**EXERCISE DETAILS:** Read the listing and extract each line that includes the word "entries".

▼▼▼

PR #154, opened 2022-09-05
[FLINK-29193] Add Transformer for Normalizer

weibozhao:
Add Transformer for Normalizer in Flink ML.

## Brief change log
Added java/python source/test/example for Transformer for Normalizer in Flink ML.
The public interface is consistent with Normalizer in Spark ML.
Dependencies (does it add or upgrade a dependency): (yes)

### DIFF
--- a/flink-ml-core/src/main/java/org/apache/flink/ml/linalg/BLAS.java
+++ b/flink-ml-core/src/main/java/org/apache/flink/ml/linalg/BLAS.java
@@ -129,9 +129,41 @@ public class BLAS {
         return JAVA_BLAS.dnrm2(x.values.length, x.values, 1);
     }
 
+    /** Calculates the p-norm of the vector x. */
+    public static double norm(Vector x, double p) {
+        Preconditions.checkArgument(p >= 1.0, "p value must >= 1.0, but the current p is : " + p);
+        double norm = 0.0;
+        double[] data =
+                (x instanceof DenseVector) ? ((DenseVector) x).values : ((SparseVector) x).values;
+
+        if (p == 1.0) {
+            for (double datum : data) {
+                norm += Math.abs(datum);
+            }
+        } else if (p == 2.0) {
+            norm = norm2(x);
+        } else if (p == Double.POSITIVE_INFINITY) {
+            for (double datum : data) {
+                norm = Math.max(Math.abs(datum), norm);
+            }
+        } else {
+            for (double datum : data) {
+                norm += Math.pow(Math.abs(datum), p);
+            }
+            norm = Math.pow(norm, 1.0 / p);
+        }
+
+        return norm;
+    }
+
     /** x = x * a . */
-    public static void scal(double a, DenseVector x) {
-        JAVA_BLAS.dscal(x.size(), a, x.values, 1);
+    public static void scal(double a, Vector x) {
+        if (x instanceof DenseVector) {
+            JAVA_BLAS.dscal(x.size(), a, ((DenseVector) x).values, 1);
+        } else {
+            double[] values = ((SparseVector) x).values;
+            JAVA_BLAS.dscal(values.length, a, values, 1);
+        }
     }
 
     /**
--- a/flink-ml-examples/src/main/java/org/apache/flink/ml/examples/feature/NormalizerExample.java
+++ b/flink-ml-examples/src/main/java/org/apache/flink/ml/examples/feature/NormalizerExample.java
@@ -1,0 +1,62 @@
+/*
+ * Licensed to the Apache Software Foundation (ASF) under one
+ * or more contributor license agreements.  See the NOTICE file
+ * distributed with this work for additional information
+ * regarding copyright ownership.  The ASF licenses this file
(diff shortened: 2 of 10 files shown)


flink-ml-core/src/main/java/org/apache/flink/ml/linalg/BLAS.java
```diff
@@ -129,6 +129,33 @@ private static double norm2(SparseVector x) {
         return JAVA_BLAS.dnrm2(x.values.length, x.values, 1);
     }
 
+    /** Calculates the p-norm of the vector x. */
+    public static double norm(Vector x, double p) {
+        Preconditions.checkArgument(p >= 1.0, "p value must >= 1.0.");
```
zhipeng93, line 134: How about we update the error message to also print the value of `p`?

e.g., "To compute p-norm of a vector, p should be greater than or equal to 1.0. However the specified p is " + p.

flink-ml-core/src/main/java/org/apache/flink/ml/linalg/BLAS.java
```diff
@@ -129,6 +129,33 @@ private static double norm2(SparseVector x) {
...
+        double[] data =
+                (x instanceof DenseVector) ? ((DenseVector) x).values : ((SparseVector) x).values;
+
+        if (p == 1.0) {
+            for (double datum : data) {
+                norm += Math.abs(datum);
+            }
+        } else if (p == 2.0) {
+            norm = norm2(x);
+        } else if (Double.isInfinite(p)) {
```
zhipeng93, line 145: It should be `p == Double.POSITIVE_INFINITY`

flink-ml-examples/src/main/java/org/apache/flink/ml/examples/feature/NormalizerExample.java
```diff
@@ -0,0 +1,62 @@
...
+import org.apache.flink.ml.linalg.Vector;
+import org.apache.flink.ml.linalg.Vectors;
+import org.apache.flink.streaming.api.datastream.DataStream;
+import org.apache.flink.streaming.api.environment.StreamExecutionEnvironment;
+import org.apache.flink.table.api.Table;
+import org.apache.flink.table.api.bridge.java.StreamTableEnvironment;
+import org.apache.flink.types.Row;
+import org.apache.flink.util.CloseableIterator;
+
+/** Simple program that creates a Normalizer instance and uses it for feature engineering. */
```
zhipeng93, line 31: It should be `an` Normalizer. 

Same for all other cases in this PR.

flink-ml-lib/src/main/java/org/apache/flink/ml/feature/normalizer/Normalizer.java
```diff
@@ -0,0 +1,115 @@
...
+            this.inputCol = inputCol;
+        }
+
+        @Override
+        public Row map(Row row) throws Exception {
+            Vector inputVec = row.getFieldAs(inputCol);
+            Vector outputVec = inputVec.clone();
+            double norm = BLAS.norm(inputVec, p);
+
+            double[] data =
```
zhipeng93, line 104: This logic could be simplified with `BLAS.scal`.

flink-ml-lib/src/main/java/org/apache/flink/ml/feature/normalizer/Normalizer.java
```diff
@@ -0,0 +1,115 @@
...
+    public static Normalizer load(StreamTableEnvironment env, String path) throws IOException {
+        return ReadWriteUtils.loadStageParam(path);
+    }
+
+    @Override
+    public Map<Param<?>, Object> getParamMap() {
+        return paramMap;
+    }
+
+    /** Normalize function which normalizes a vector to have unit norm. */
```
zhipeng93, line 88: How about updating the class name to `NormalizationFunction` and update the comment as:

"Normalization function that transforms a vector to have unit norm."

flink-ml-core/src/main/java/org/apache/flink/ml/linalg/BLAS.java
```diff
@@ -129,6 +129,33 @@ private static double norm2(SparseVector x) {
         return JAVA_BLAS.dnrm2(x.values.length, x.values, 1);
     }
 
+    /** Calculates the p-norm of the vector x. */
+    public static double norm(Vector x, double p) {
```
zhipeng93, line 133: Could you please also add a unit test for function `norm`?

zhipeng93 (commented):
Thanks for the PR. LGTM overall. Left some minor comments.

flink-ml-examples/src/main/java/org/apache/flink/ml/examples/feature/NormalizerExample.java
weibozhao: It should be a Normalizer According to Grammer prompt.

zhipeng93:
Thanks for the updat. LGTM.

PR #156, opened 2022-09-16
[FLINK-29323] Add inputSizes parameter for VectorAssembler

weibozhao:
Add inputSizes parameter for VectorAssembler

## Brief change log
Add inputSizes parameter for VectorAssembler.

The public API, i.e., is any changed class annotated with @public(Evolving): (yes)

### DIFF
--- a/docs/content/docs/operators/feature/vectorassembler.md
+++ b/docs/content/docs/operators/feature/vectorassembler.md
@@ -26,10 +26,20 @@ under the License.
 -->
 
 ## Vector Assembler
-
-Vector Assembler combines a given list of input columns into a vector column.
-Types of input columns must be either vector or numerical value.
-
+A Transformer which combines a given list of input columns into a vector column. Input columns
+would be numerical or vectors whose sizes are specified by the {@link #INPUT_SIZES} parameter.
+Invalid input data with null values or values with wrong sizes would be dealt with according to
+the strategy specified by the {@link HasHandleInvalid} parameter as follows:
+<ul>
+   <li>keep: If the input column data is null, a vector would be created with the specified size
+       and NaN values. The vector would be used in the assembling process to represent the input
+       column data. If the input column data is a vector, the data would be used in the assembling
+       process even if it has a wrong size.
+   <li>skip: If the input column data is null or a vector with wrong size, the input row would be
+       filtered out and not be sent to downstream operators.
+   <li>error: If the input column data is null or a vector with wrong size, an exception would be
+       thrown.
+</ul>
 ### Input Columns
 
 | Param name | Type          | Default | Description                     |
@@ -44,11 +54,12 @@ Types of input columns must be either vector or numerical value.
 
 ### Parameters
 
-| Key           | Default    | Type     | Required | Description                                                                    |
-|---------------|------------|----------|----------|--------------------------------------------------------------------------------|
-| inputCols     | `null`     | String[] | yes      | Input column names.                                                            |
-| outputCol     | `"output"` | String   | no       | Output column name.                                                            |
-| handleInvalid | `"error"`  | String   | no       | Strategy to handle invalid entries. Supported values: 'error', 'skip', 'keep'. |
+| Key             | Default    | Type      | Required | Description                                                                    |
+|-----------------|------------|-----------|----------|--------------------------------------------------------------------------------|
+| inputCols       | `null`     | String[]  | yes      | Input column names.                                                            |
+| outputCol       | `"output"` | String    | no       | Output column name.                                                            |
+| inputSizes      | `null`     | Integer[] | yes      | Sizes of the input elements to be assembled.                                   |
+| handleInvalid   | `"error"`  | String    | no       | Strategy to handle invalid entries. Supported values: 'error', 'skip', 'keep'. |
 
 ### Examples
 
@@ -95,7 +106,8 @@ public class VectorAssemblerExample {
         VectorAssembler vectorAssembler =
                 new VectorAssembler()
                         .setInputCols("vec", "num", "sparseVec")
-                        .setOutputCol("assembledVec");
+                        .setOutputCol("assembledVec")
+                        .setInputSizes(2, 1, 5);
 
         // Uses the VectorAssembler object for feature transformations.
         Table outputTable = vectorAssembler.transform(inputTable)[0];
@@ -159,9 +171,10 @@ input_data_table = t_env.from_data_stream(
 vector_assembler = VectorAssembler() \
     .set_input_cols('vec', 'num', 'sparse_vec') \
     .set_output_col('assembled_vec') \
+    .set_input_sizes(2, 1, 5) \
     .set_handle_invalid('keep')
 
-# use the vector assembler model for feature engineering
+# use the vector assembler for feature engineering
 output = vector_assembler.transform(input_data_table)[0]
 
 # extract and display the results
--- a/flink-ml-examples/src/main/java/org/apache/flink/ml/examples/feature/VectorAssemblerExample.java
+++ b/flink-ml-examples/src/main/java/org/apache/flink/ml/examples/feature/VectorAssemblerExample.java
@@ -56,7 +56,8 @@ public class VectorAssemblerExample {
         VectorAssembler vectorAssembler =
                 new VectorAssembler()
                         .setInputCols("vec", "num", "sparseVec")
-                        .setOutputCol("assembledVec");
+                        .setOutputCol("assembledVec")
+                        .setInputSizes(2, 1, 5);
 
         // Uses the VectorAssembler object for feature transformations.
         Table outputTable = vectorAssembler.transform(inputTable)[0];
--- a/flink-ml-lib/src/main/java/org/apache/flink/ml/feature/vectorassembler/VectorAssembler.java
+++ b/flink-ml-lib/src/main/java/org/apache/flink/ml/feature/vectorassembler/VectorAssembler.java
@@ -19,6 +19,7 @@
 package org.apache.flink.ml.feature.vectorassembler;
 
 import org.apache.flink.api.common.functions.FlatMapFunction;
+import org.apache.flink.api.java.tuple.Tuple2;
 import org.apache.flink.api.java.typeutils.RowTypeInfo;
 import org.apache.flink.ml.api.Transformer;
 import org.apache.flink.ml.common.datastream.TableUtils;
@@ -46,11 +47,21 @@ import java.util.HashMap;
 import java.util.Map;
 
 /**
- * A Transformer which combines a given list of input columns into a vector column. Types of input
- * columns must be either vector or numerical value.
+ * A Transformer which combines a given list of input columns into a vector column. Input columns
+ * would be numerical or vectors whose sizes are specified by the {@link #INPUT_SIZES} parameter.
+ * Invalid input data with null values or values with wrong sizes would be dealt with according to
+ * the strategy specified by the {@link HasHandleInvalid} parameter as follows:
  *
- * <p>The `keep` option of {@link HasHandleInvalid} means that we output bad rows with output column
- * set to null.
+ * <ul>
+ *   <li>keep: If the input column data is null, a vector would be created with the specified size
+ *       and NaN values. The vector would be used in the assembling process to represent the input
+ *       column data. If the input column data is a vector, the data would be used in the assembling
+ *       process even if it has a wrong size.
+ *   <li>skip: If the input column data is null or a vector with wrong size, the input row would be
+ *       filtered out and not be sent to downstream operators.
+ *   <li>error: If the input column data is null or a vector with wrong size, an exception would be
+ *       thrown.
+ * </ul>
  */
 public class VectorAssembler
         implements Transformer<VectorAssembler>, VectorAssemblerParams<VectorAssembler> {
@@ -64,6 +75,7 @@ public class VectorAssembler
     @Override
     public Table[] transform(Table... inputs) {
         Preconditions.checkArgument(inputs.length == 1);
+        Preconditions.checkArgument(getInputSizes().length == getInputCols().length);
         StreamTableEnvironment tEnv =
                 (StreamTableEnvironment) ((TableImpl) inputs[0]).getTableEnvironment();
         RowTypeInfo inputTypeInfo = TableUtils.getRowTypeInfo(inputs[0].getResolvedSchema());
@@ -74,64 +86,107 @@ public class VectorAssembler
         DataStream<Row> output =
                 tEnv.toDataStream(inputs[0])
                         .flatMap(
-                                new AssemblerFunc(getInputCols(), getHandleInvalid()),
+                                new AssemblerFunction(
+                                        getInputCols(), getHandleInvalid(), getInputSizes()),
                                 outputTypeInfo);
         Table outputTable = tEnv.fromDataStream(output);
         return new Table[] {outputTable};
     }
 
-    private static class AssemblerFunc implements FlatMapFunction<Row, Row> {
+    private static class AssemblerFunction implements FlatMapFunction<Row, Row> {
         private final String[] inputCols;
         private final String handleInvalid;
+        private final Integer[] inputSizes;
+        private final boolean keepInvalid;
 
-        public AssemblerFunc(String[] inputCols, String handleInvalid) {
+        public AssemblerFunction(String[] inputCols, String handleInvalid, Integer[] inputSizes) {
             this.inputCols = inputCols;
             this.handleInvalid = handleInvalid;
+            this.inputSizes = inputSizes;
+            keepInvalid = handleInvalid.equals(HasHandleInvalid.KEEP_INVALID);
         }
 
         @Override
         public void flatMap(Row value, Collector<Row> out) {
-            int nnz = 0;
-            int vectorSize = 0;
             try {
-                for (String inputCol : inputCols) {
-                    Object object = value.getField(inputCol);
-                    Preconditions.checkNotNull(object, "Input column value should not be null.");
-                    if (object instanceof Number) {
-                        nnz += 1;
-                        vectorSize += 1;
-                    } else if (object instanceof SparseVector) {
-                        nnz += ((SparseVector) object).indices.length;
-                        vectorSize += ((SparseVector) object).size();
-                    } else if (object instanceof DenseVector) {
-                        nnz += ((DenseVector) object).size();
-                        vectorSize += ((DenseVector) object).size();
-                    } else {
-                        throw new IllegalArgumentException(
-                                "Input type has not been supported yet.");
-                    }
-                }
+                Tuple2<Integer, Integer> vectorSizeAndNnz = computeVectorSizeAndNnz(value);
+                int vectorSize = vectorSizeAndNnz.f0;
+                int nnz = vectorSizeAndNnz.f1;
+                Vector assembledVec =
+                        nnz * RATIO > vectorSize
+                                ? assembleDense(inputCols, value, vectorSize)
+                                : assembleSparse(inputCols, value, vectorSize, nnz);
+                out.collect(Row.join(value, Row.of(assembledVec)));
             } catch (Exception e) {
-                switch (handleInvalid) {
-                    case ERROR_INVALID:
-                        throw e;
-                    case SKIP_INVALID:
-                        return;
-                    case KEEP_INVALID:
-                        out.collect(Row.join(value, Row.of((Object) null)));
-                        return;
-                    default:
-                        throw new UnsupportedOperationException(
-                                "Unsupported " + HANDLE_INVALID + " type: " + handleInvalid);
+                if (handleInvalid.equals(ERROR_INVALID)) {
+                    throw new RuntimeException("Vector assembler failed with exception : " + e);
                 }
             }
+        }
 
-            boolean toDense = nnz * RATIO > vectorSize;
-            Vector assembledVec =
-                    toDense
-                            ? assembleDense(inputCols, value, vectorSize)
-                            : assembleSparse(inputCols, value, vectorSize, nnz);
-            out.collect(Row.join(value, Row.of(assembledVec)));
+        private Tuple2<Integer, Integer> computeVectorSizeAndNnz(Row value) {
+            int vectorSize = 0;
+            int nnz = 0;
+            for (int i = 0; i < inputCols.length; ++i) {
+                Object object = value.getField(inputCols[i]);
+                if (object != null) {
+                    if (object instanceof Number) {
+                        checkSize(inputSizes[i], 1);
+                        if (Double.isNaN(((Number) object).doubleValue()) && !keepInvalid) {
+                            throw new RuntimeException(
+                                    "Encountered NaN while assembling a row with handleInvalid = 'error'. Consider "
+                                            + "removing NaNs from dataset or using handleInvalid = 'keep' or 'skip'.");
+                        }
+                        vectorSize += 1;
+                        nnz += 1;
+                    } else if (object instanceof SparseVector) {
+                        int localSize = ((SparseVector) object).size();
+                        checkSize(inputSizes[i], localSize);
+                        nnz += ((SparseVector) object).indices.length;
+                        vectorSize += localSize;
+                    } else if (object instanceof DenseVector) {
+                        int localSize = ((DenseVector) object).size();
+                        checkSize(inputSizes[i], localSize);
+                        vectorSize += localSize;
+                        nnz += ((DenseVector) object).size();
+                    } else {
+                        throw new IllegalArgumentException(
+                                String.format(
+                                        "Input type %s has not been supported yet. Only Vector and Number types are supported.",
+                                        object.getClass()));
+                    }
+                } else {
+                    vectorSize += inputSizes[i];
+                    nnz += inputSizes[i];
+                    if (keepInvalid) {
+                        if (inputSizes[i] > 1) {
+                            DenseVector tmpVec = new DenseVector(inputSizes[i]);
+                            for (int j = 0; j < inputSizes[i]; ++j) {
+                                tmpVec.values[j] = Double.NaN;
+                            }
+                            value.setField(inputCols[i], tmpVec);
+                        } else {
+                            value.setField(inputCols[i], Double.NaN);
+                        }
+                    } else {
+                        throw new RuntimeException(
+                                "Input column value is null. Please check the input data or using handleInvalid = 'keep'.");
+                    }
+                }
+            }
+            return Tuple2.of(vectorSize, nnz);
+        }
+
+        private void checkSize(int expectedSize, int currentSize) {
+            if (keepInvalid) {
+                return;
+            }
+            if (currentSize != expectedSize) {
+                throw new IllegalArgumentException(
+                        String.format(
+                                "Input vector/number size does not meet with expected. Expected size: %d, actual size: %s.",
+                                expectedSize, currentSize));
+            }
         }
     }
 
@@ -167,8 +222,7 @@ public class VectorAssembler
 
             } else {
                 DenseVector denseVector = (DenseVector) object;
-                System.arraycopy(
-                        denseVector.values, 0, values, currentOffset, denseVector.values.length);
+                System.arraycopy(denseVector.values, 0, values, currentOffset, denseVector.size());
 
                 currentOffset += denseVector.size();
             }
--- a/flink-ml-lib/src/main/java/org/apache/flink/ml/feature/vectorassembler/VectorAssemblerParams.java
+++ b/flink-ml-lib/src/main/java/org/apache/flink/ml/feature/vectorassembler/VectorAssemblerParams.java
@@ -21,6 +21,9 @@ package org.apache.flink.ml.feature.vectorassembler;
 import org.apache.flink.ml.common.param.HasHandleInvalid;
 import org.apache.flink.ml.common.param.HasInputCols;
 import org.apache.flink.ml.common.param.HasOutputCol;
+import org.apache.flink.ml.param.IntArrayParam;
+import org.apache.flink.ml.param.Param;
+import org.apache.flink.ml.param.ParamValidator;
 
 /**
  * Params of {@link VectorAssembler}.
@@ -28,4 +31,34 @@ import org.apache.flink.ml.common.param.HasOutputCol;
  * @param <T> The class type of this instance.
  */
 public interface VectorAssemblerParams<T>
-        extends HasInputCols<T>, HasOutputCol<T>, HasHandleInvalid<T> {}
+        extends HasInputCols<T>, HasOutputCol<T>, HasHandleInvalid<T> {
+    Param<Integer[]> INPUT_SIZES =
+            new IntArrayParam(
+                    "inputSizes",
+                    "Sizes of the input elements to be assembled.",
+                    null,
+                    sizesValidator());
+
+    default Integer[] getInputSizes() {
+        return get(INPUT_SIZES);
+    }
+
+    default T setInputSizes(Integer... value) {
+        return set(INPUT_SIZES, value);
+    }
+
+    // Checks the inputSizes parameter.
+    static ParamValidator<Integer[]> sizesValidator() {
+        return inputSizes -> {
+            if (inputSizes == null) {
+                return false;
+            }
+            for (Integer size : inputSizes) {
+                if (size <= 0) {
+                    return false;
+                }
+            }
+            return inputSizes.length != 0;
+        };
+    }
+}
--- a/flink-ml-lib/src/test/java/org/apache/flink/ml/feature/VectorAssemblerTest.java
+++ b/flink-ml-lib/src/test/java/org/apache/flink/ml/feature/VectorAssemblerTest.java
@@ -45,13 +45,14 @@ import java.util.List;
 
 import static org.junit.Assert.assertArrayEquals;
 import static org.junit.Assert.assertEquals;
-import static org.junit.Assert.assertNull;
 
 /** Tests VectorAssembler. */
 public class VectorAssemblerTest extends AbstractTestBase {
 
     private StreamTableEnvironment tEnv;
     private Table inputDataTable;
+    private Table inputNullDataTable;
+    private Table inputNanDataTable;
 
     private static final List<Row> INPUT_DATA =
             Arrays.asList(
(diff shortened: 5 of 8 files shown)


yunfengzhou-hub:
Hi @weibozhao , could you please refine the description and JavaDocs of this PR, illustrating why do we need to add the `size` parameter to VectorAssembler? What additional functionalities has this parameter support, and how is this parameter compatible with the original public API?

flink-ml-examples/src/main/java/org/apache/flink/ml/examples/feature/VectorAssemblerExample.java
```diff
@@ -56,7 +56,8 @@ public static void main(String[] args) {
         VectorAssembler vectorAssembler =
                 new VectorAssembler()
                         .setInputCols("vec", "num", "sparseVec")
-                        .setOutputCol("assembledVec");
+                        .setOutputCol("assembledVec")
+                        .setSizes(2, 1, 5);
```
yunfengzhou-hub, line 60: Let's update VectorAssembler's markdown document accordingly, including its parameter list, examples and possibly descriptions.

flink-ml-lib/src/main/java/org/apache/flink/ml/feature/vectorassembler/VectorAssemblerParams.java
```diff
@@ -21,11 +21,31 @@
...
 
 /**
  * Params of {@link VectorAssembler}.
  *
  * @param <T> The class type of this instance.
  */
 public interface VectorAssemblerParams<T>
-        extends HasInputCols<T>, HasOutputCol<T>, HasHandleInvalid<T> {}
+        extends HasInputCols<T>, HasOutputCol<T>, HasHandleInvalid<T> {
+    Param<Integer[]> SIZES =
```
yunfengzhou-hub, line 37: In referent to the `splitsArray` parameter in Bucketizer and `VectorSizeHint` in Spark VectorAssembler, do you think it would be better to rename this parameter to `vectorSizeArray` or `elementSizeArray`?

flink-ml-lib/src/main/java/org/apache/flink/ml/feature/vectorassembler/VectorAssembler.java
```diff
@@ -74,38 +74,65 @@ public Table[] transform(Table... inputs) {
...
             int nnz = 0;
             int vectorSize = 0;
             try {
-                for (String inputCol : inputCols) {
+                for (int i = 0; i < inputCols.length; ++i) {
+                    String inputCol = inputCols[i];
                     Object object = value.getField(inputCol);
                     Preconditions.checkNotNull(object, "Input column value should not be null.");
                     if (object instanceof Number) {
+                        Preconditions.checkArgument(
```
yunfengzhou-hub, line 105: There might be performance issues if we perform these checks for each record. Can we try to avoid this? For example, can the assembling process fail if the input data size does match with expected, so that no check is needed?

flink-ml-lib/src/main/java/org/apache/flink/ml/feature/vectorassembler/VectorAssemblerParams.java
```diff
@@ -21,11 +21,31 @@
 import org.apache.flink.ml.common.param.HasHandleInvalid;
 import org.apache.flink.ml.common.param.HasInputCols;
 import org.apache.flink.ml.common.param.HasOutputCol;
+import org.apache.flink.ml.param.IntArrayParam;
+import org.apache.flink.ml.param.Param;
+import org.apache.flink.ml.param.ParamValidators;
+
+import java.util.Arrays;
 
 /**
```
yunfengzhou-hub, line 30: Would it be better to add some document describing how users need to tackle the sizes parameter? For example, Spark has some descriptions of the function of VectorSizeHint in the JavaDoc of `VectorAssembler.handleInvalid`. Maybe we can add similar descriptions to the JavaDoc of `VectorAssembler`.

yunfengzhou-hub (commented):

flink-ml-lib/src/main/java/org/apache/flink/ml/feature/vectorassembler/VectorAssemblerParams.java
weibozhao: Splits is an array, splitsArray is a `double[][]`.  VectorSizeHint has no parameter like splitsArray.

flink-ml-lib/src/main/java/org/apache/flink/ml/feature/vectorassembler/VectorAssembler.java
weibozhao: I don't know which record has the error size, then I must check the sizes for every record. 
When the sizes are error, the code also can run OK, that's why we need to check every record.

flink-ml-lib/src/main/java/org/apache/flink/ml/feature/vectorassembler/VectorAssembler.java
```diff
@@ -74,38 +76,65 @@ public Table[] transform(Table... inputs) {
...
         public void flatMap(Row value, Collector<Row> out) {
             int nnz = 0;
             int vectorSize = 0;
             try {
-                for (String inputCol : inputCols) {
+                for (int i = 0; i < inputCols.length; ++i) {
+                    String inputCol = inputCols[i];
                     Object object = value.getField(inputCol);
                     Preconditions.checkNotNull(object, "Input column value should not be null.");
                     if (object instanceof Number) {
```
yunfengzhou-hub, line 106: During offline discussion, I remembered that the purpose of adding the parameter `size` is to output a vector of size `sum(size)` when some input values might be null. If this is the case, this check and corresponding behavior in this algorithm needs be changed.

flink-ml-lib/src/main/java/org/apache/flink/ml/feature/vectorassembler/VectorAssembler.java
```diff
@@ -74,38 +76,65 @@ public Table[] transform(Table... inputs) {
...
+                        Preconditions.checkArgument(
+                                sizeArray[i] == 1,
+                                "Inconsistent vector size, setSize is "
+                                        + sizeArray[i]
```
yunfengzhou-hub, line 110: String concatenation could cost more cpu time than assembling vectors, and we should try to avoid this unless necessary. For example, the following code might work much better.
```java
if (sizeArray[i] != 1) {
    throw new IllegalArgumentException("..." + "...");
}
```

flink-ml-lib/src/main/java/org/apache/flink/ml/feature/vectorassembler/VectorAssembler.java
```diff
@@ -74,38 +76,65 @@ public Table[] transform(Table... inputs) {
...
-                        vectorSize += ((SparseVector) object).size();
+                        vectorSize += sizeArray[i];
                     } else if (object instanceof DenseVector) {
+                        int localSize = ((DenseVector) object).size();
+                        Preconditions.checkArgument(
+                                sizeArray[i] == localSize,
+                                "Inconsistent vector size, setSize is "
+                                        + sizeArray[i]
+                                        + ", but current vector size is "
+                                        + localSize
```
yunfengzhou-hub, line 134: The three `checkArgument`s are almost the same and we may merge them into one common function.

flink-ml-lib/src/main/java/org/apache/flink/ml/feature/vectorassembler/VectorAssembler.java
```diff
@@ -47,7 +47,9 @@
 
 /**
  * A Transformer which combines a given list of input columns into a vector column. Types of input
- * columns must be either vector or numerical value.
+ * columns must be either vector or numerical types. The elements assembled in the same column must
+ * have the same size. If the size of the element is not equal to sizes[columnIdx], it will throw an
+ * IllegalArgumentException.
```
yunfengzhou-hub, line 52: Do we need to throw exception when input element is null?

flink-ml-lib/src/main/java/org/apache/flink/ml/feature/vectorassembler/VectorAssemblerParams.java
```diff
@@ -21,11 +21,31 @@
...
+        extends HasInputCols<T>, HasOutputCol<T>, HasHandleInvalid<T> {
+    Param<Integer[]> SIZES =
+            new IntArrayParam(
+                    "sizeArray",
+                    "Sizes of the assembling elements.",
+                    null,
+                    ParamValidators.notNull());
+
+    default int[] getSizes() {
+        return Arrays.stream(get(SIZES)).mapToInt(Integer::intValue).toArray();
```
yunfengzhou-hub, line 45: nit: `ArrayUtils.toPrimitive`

▲▲▲

**COMPLETED TASK:**
-| handleInvalid | `"error"`  | String   | no       | Strategy to handle invalid entries. Supported values: 'error', 'skip', 'keep'. |
+| handleInvalid   | `"error"`  | String    | no       | Strategy to handle invalid entries. Supported values: 'error', 'skip', 'keep'. |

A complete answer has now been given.